It should be further understood that the title of this section of this specification, namely, “Detailed Description Of The Invention”, relates to a requirement of the United States Patent Office, and does not imply, nor should be inferred to limit the subject matter disclosed herein.

Referring now to the figures and in particular to FIG. 1, there is shown a form, fill and seal packaging machine 10 that is configured to store a series of carton blanks in a flat, folded form, erect the blanks into a tubular form, fold and seal the bottom flaps of the carton, fill and seal the cartons as they move through the machine. The form, fill and seal packaging machine 10 can be such as that disclosed in Katsumata, U.S. Pat. No. 6,012,267, which patent is assigned to the assignee of the present invention and is incorporated herein by reference.
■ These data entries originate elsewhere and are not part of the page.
PR #123, opened 2016-06-22
Use an HTTPs git link for a gem

AnthonySuper:
Using the `github:` option in a Gemfile is vulnerable to MITM attacks according to [bundler's documentation](http://bundler.io/git.html). This change uses the `git:` option with an HTTPs URL instead, which is not vulnerable.

### DIFF
--- a/Gemfile
+++ b/Gemfile
@@ -8,4 +8,4 @@ gem 'eco'
 gem 'uglifier'
 
 gem 'blade', '~> 0.5.2'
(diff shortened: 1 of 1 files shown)


sstephenson:
Thanks for the patch! We’re actually not testing on Sauce Labs at the moment so I just [removed that gem altogether](https://github.com/turbolinks/turbolinks/commit/af29e2100677ff70436973014644815063dc2664).

PR #131, opened 2016-07-01
Remove reference to "beta" version

tom-lord:
Although the old command was valid, it's now slightly misleading to display this as "in beta", in the README!


javan:
Thanks!

PR #141, opened 2016-07-14
Fix behavior of data-turbolinks-preview attribute

darfux:
I'm using AngularJS with Rails5 and I found the cache of turbolinks may cause angular's re-bootstrap problem when click the back button of browser. 

I tried to solve it with the _data-turbolinks-preview_ attribute but it seems that the attribute doesn't work as it was described at [Detecting When a Preview is Visible](https://github.com/turbolinks/turbolinks#detecting-when-a-preview-is-visible). So I fixed it and added a testcase:)

### DIFF
--- a/src/turbolinks/visit.coffee
+++ b/src/turbolinks/visit.coffee
@@ -56,7 +56,7 @@ class Turbolinks.Visit
 
   loadCachedSnapshot: ->
     if snapshot = @getCachedSnapshot()
-      isPreview = @shouldIssueRequest()
+      isPreview = not @shouldIssueRequest()
       @render ->
         @cacheSnapshot()
         @controller.render({snapshot, isPreview}, @performScroll)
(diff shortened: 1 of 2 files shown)


sstephenson:
I’m afraid I don’t understand... the `data-turbolinks-preview` attribute is working exactly as designed. A loaded snapshot is a _preview_ if it’s going to be replaced by a subsequent fresh page load. So application visits to cached pages will show previews, but restoration visits will not.

darfux:
Thanks for reply! I'm sorry for misunderstanding the document... But it means that there's no way to determine whether a page is loaded from the **network** or **cache**? In my case, the AngularJS rendered the original html before turbolinks caches it. So I need to know this to avoid re-rendering on `turbolinks:load`event when the page is loaded from cache, as it has been rendered.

A typical filling machine 10 includes a carton magazine 12 for storing the flat, folded carton blanks. The filling machine includes a carton erection station 14 that receives the cartons in the flat, folded form, and opens or erects the cartons into the tubular form. The tubular formed cartons are then bottom sealed at a bottom sealing station 16. The cartons then traverse through a series of stations including a filling station 18 at which product is filled into the carton, and a top sealing station 20 for sealing the top of the carton after filling. Other stations can include one or more sterilization stations 22 and a fitment or closure station (not shown) for positioning and securing a closure package (such as a spout and cap combination) to the carton. The overall operation of the 10 machine is controlled by a controller 26.

Referring to FIG. 2, the filling station 18 includes one or more valves 28 for initiating and terminating flow of product to and from a piston-type pump 30. The pump 30 includes a piston 32 that reciprocates within a cylinder 34, defined by cylinder walls 36. As set forth above, because it is desired to minimize the number of surfaces that contact the product P (e.g., food), at least one diaphragm 38 extends across the product side 40 of the cylinder 34 to isolate the product from the space between the moving piston 32 and the stationary cylinder wall 36. The diaphragm 38 arrangement is of a rolling-type in which the diaphragm 38 rolls with the movement of the piston 32. In such an arrangement, the diaphragm 38 is mounted to the cylinder wall 36 (typically by a bead 42 secured within a mechanical joint 44) to define a peripheral seal about the wall 36. The piston 32 is located “behind” the diaphragm 38 and the product inlet and outlet (i.e., the product side 40) are located “in front” of the diaphragm 38. In this arrangement, the diaphragm 38 essentially isolates the piston 32 from the product. The diaphragm 38 defines a product or pumping end or chamber 46.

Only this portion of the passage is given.